Top of Extracted entries
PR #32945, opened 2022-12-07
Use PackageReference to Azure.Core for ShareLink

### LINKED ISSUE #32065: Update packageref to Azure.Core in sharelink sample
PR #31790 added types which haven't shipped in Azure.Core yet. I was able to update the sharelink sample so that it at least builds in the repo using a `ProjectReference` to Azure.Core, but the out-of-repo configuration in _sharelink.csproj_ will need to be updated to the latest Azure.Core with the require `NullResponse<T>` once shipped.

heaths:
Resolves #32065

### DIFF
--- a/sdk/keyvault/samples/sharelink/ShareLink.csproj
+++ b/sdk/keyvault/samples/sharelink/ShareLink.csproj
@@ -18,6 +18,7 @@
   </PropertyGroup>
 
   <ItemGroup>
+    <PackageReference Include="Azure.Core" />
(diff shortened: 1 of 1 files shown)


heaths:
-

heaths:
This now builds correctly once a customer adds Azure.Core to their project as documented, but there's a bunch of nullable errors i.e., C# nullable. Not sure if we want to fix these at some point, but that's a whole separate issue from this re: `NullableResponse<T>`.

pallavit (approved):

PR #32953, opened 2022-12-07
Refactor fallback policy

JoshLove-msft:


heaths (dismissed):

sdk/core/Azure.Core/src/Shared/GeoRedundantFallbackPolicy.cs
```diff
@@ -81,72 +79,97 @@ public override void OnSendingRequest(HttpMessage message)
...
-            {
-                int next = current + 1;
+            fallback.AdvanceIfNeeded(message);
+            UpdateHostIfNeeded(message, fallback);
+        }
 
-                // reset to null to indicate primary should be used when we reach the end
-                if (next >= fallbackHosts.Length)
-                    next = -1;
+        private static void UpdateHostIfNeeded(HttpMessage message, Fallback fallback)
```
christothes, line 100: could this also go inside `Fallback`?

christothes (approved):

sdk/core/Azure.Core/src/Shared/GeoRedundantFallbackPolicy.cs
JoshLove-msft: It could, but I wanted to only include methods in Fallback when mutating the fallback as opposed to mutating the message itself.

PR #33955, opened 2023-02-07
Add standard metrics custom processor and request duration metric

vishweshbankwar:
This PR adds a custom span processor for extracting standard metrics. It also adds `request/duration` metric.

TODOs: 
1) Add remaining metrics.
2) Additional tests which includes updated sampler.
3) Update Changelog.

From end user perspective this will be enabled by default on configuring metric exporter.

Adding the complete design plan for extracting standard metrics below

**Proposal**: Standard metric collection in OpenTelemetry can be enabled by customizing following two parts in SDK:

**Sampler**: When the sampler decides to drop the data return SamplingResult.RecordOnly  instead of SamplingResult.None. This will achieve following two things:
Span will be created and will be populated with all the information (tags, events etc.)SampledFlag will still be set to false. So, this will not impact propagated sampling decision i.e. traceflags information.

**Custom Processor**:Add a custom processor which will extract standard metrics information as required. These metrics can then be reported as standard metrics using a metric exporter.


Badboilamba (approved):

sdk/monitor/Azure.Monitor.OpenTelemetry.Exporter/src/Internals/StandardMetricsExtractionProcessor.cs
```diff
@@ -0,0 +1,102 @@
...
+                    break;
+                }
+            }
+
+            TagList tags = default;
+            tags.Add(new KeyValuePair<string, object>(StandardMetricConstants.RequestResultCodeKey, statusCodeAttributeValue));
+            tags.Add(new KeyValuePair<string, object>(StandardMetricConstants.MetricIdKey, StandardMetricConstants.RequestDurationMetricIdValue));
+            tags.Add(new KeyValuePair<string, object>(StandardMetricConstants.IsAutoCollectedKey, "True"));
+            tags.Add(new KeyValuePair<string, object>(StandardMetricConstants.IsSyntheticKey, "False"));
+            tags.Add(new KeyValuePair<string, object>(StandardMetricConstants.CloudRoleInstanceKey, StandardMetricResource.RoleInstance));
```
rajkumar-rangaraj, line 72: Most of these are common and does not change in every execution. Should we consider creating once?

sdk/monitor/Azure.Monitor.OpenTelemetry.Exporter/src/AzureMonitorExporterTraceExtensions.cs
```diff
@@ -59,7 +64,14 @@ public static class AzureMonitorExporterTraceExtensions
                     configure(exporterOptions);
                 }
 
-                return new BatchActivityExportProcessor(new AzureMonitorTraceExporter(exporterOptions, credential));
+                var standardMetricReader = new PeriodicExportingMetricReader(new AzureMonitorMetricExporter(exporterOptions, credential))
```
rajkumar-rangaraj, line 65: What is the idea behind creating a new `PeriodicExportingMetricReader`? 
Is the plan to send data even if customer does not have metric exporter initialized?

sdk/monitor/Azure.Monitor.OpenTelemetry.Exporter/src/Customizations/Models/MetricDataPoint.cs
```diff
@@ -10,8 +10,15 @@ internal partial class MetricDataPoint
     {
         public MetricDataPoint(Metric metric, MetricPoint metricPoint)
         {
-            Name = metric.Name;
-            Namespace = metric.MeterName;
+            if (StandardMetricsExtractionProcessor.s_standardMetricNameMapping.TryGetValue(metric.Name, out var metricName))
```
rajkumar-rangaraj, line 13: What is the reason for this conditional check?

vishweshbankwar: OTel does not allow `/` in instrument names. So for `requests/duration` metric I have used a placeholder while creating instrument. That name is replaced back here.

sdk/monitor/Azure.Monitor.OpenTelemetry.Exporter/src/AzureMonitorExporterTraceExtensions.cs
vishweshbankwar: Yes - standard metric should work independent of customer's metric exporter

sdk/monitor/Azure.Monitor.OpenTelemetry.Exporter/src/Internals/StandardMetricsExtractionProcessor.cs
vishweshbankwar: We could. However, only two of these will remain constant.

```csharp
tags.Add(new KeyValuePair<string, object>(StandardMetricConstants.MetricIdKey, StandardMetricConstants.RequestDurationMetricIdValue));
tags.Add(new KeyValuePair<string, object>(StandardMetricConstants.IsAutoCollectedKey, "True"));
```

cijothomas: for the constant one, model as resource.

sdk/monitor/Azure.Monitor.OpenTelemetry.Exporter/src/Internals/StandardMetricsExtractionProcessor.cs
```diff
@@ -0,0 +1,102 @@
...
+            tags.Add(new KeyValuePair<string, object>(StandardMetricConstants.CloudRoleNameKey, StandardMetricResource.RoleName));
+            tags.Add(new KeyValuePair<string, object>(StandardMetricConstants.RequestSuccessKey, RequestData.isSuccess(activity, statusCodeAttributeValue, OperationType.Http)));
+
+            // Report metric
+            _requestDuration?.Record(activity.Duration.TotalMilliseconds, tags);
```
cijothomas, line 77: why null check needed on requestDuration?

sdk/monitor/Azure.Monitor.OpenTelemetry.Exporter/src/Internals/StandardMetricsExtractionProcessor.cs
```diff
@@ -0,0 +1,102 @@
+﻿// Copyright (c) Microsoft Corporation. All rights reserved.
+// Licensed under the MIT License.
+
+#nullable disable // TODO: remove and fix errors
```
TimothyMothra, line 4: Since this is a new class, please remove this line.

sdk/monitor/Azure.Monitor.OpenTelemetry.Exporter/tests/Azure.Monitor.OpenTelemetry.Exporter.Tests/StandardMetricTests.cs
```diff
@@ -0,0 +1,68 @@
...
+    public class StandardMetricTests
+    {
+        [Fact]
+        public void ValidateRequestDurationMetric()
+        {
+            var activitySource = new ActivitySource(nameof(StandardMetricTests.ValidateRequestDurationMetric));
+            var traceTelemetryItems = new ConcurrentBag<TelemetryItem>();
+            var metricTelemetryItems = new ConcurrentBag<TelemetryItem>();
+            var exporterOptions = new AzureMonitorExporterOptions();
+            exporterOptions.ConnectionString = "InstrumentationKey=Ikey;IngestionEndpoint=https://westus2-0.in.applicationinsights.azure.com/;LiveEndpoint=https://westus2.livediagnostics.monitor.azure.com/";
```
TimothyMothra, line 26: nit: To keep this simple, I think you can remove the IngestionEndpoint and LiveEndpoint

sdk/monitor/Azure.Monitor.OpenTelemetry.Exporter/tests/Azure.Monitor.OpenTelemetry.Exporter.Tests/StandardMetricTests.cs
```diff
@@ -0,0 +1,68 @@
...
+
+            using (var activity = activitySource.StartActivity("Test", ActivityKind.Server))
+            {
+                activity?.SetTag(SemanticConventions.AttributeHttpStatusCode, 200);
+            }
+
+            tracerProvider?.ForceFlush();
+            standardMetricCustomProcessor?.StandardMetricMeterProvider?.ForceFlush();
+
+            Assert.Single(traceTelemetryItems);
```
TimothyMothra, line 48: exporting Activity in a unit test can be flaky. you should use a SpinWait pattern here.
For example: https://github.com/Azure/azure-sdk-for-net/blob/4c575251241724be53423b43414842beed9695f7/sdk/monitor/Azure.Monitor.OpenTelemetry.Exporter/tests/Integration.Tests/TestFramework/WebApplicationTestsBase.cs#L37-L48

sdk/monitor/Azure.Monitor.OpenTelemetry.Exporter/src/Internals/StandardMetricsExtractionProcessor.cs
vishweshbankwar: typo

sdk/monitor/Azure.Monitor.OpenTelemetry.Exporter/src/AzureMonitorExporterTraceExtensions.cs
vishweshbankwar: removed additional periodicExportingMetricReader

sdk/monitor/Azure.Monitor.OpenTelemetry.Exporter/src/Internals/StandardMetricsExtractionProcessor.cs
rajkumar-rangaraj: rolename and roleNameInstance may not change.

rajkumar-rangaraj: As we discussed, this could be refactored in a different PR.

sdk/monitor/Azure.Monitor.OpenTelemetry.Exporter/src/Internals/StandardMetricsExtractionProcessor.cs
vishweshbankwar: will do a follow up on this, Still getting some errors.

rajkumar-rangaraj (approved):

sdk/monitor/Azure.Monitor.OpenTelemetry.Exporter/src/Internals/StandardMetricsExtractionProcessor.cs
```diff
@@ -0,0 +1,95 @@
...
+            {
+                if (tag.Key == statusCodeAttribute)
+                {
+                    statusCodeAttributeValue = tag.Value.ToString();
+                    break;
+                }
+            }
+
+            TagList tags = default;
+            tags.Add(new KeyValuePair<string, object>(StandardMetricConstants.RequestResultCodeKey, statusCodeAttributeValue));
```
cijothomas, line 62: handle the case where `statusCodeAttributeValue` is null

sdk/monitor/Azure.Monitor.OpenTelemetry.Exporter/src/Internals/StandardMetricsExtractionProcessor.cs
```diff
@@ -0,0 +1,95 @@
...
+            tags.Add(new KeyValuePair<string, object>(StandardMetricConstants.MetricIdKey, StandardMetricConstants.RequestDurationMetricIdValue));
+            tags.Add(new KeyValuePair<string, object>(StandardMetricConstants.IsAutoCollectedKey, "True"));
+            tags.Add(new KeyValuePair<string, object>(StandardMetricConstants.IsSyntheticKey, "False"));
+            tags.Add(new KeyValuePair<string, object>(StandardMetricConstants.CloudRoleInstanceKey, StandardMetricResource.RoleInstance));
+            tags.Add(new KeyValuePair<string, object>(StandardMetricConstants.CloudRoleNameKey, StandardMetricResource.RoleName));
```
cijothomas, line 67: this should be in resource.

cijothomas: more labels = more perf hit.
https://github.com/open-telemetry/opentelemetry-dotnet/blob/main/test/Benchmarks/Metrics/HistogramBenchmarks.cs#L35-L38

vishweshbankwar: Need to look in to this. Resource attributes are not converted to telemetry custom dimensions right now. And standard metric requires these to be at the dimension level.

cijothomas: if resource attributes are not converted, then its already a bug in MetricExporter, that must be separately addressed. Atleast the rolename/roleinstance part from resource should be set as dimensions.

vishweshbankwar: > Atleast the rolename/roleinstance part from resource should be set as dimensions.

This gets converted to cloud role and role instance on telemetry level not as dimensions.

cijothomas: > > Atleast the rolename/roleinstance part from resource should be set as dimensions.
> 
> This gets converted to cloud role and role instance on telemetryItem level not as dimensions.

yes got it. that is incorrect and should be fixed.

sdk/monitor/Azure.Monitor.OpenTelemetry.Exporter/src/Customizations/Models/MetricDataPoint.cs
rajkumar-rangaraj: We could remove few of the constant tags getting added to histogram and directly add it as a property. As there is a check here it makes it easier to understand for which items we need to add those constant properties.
Bottom of Extracted entries
What lines above mention "used"? Copy each one.

-                // reset to null to indicate primary should be used when we reach the end
vishweshbankwar: OTel does not allow `/` in instrument names. So for `requests/duration` metric I have used a placeholder while creating instrument. That name is replaced back here.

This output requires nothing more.